Thanks for the responses!

Janine, I just got home from bringing the samples back to the retailer and told the rep I'm working with about the problems mentioned in the thread. She hadn't heard of any problems. They've had the planks for a long time and very recently got the tiles from the distributor. We live in MN, so I don't know if different parts of the country get different distribution dates, or if maybe they fixed the problem and this is a new batch, or if I just need to try to find something else similar that isn't laminate and doesn't look nastily like a fake stone floor . . .

I started this whole search because I wanted something more resilient than tile that's not wood and something that doesn't clatter like laminate. I'd happily repurchase our current Armstrong Solarian, but it's 15 yrs. old and of course the pattern no longer exists. I may try calling the retailer and give them the link so that they can read the posts and check with Konecto. 

Does anyone else who's an installer, retailer, distributor, whatever, have any new info on the tile issue?

Thanks, guys!

Nancy


----------



## dlheiser

*Konecto clarification*

I just wanted to clarify that we used the Prestige line of planks. I know Prestige is a little thicker. I have no experience with the tiles.


----------



## Janine

I called Konecto directly because since the recall, no sales rep has ever come back to our retail store to promote it. I spoke with a lady in technical support and she did confirm that the issue has been rectified and that the product is now available for all markets. If you need any further information, I reccomend you call them at 866-687-6357. I also looked up the warranty which I've pasted below. It doesn't specify about issues with the glue not sealing properly. To me, that warrants a manufacturing defect, which is covered. I would just be careful. Good Luck!
This warranty covers manufacturing defects, loss of original pattern and color due to staining, fading or wear, when the flooring is subject to normal residential and/or commercial use. This warranty does not include damage caused by fire, conditions arising from hydrostatic pressure, intentional abuse, damage caused by vacuum cleaner beater bar, improper caster wheels, and cutting from sharp objects, or texture differences between samples and delivered product and exterior application. Konecto should not be used to seal an existing floor from
moisture it is a floating floor which is waterproof but Konecto can not inhibit growth of mold, or problems associated with flooding, excessive moisture or alkalis in the sub floor. This warranty shall not include loss due to inconvenience, loss of time, incidental expenses (such as telephone calls, labor and/or materials) incurred in the removal or re-installation of affected material, and any other incidental or consequential damages. Some states do not allow the exclusion or limitation of Incidental or consequential damages so that the above limitation and exclusion may not apply. Your warranty gives you specific legal rights, and you may have other legal rights, which vary, from State to State.
This Warranty applies only to the original purchaser of the KONECTO product, not to any subsequent homeowner and is pro-rated. This warranty is in lieu of any other warranties, expressed or implied. If a defect is found KONECTO will repair the defective area or
replace the floor with similar color, pattern and quality at your option. Please keep your receipt or obtain it from the original purchaser. KONECTO needs the receipt in order to verify date of purchase to help resolve any problems.​


----------



## Nancy S.

*Konecto square tiles*

Janine, thanks so much for calling and checking! Your email has been really helpful, and I feel more confident in the product. 

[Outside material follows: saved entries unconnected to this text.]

Issue #2284, opened 2022-06-30
Race condition in `usym` resolution


viktormalik:
Originally discovered by @xutao323 in [this comment](https://github.com/iovisor/bpftrace/issues/2118#issuecomment-1017188844).

As `usym` is resolved asynchronously, a race condition may occur in case the traced binary exits before its symbols are resolved. This causes, e.g., the `func` builtin to return address instead of the actual function name.

### What reproduces the bug?

Usually can be reproduced using `func` inside an `uprobe/uretprobe` for a function close to the end of the traced binary:

```
# cat test.c
int fun() { }

int main() {
    fun();
}

# bpftrace -e 'uprobe:test:fun { printf("%s\n", func); }
Attaching 1 probe...
0x401106
```

Inserting a `sleep` fixes the problem:
```
# cat test.c
#include <unistd.h>
int fun() { sleep(1); }

int main() {
    fun();
}

# bpftrace -e 'uprobe:test:fun { printf("%s\n", func); }
Attaching 1 probe...
fun
```

Another way to reproduce is to run bpftrace in a debugger.

jordalgo:
Is this still an issue?

viktormalik:
I believe that we managed to solve the issue in most of the situations. There are still a few where we don't get the symbol name but I don't think that we can do much about them.

@lenticularis39 knows better, though, so if he can confirm my thoughts, I'd suggest closing this issue.

lenticularis39:
There are still cases where usym resolution fails but IMO these should be tracked in separate, specific issues if they turn out to be problematic. 

I agree with closing this issue, if anyone hits a race condition regarding usym resolution, please open a new issue and describe the exact situation where it happened.

PR #2386, opened 2022-10-11
Improve user symbol resolution

lenticularis39:
This PR contains three related improvements of usym resolution (edit: added purpose of the changes):
- Caching BCC symcache per process if ASLR is enabled (edit: optional after changes, by default disabled)
  - Enables faster symbol resolution and symcache preloading (see below)
- Resolving symbols directly from ELF (only if ASLR is disabled)
  - Enables resolving symbols that are not dynamically loaded even after process exit
- Preloading BCC symcache for running instances of program
  - Enables resolving symbols after program exists even with ASLR enabled, given that the process exists at probe attachment time.

The latter two provide a partial fix of #2284. 

##### Checklist

### DIFF
--- a/man/adoc/bpftrace.adoc
+++ b/man/adoc/bpftrace.adoc
@@ -210,12 +210,13 @@ Increasing the value will consume more memory, increase startup times and can in
 
 === BPFTRACE_CACHE_USER_SYMBOLS
 
-Default: 0 if ASLR is enabled on system and `-c` option is not given; otherwise 1
+Default: PER_PROGRAM if ASLR disabled or `-c` option given, PER_PID otherwise.
 
-By default, bpftrace caches the results of symbols resolutions only when ASLR (Address Space Layout Randomization) is disabled.
-This is because the symbol addresses change with each execution with ASLR.
-However, disabling caching may incur some performance penalty.
-Set this env variable to 1 to force bpftrace to cache.
+Caching strategy for user symbols. Valid values are:
+
+* PER_PROGRAM - each program has its own cache. If there are more processes with enabled ASLR for a single program, this might produce incorrect results.
+* PER_PID - each process has its own cache. This is accurate for processes with ASLR enabled, and enables bpftrace to preload caches for processes running at probe attachement time. If there are many processes running, it will consume a lot of a memory.
+* NONE - caching disabled. This saves the most memory, but at the cost of speed.
 
 === BPFTRACE_VMLINUX
 
@@ -1788,7 +1789,7 @@ The pointer type is left unchanged.
 
 Equal to <<functions_ksym>> but resolves user space symbols.
 
-If ASLR is enabled, it works only when the process is running at either the time of the symbol resolution or the time of the probe attachment. The latter might not work with older versions of BCC. A similar limitation also applies to dynamically loaded symbols.
+If ASLR is enabled, user space symbolication only works when the process is running at either the time of the symbol resolution or the time of the probe attachment. The latter requires `BPFTRACE_CACHE_USER_SYMBOLS` to be set to `PER_PID`, and might not work with older versions of BCC. A similar limitation also applies to dynamically loaded symbols.
 
 ----
 uprobe:/bin/bash:readline
--- a/man/adoc/bpftrace.adoc
+++ b/man/adoc/bpftrace.adoc
@@ -1786,8 +1786,9 @@ The pointer type is left unchanged.
 * uretprobes
 
 
-Equal to <<functions_ksym>> but resolves user space symbols
+Equal to <<functions_ksym>> but resolves user space symbols.
 
+If ASLR is enabled, it works only when the process is running at either the time of the symbol resolution or the time of the probe attachment. The latter might not work with older versions of BCC. A similar limitation also applies to dynamically loaded symbols.
 
 ----
 uprobe:/bin/bash:readline
--- a/src/ast/passes/codegen_llvm.cpp
+++ b/src/ast/passes/codegen_llvm.cpp
@@ -140,15 +140,50 @@ void CodegenLLVM::kstack_ustack(const std::string &ident,
   // Kernel stacks should not be differentiated by tid, since the kernel
   // address space is the same between pids (and when aggregating you *want*
   // to be able to correlate between pids in most cases). User-space stacks
-  // are special because of ASLR and so we do usym()-style packing.
+  // are special because of ASLR, hence we also store the pid; probe id is
+  // stored for cases when only ELF resolution works (e.g. ASLR disabled and
+  // process exited).
   if (ident == "ustack")
   {
-    // pack uint64_t with: (uint32_t)stack_id, (uint32_t)pid
-    Value *pidhigh = b_.CreateShl(b_.CreateGetPidTgid(loc), 32);
-    stackid = b_.CreateOr(stackid, pidhigh);
-  }
+    std::vector<llvm::Type *> elements = {
+      b_.getInt64Ty(), // stack id
+      b_.getInt32Ty(), // pid
+      b_.getInt32Ty(), // probe id
+    };
+    StructType *stack_struct = b_.GetStructType("stack_t", elements, false);
+    AllocaInst *buf = b_.CreateAllocaBPF(stack_struct, "stack_args");
 
-  expr_ = stackid;
+    // store stack id
+    b_.CreateStore(
+        stackid,
+        b_.CreateGEP(stack_struct, buf, { b_.getInt64(0), b_.getInt32(0) }));
+    // store pid
+    b_.CreateStore(
+        b_.CreateTrunc(b_.CreateGetPidTgid(loc), b_.getInt32Ty()),
+        b_.CreateGEP(stack_struct, buf, { b_.getInt64(0), b_.getInt32(1) }));
+    // store probe id
+    b_.CreateStore(
+        b_.GetIntSameSize(get_probe_id(), elements.at(2)),
+        b_.CreateGEP(stack_struct, buf, { b_.getInt64(0), b_.getInt32(2) }));
+
+    expr_ = buf;
+  }
+  else
+  {
+    expr_ = stackid;
+  }
+}
+
+int CodegenLLVM::get_probe_id()
+{
+  auto begin = bpftrace_.resources.probe_ids.begin();
+  auto end = bpftrace_.resources.probe_ids.end();
+  auto found = std::find(begin, end, probefull_);
+  if (found == end)
+  {
+    bpftrace_.resources.probe_ids.push_back(probefull_);
+  }
+  return std::distance(begin, found);
 }
 
 void CodegenLLVM::visit(Builtin &builtin)
@@ -264,7 +299,7 @@ void CodegenLLVM::visit(Builtin &builtin)
 
     if (builtin.type.IsUsymTy())
     {
-      expr_ = b_.CreateUSym(expr_, builtin.loc);
+      expr_ = b_.CreateUSym(expr_, get_probe_id(), builtin.loc);
       Value *expr = expr_;
       expr_deleter_ = [this, expr]() { b_.CreateLifetimeEnd(expr); };
     }
@@ -299,13 +334,7 @@ void CodegenLLVM::visit(Builtin &builtin)
   }
   else if (builtin.ident == "probe")
   {
-    auto begin = bpftrace_.resources.probe_ids.begin();
-    auto end = bpftrace_.resources.probe_ids.end();
-    auto found = std::find(begin, end, probefull_);
-    builtin.probe_id = std::distance(begin, found);
-    if (found == end) {
-      bpftrace_.resources.probe_ids.push_back(probefull_);
-    }
+    builtin.probe_id = get_probe_id();
     expr_ = b_.getInt64(builtin.probe_id);
   }
   else if (builtin.ident == "args" || builtin.ident == "ctx")
@@ -774,7 +803,7 @@ void CodegenLLVM::visit(Call &call)
   else if (call.func == "usym")
   {
     auto scoped_del = accept(call.vargs->front());
-    expr_ = b_.CreateUSym(expr_, call.loc);
+    expr_ = b_.CreateUSym(expr_, get_probe_id(), call.loc);
   }
   else if (call.func == "ntop")
   {
--- a/src/ast/passes/resource_analyser.cpp
+++ b/src/ast/passes/resource_analyser.cpp
@@ -65,6 +65,13 @@ void ResourceAnalyser::visit(Builtin &builtin)
   {
     resources_.stackid_maps.insert(StackType{});
   }
+
+  if (uses_usym_table(builtin.ident))
+  {
+    // mark probe as using usym, so that the symbol table can be pre-loaded
+    // and symbols resolved even when unavailable at resolution time
+    resources_.probes_using_usym.insert(probe_);
+  }
 }
 
 void ResourceAnalyser::visit(Call &call)
@@ -194,6 +201,13 @@ void ResourceAnalyser::visit(Call &call)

If we do wind up getting it, I will be careful and make sure that it gets rolled, _and_ rolled, _and_ rolled! I'll report in to let you all know how it goes.

Thanks again,

Nancy


----------



## greenbean

*konectco flooring*

I installed the prestige plank flooring in my basement in January of 2008. There was a chemical smell that was so strong that I bought an expensive air cleaner to attempt to eliminate the odor. Four months later I still have an obnoxious odor in the basement which prevents me from using the space. I assume the smell is from the adhesive. I am wondering if anyone else has had this problem with the konecto flooring and if so, how can I get rid of this odor?


----------



## karenbro

*Konecto*

I used Prestige planks - the heaviest and most expensive. I paid to have it installed. The last installer (they've done it three times to try to get it to stay on my concrete foundation) used huge heavy rollers constantly while putting it down. He painted a sealer (he considers it the best) before laying the planks. It's now been almost a year since starting this project. I'm waiting for a different flooring to be laid. The planks have curled up on the sides and somewhat buckled at each end. My whole kitchen floor is affected, with some areas worse than others. It's so bad that I have trouble sweeping the floor. The flooring store is still trying to get installation fees paid by Konecto. Konecto has supplied the flooring each time, but refuses to pay installation, as I'm understanding from the flooring store. I love the look of the flooring. I love the feel of the flooring. The planks just don't stick together.


----------



## happyhouser

*happy with Allure (Konecto) flooring*

I have been told that the TrafficMaster Allure flooring sold by Home Depot is really Konecto, only slightly thinner and less expensive; if this is wrong, someone please correct me.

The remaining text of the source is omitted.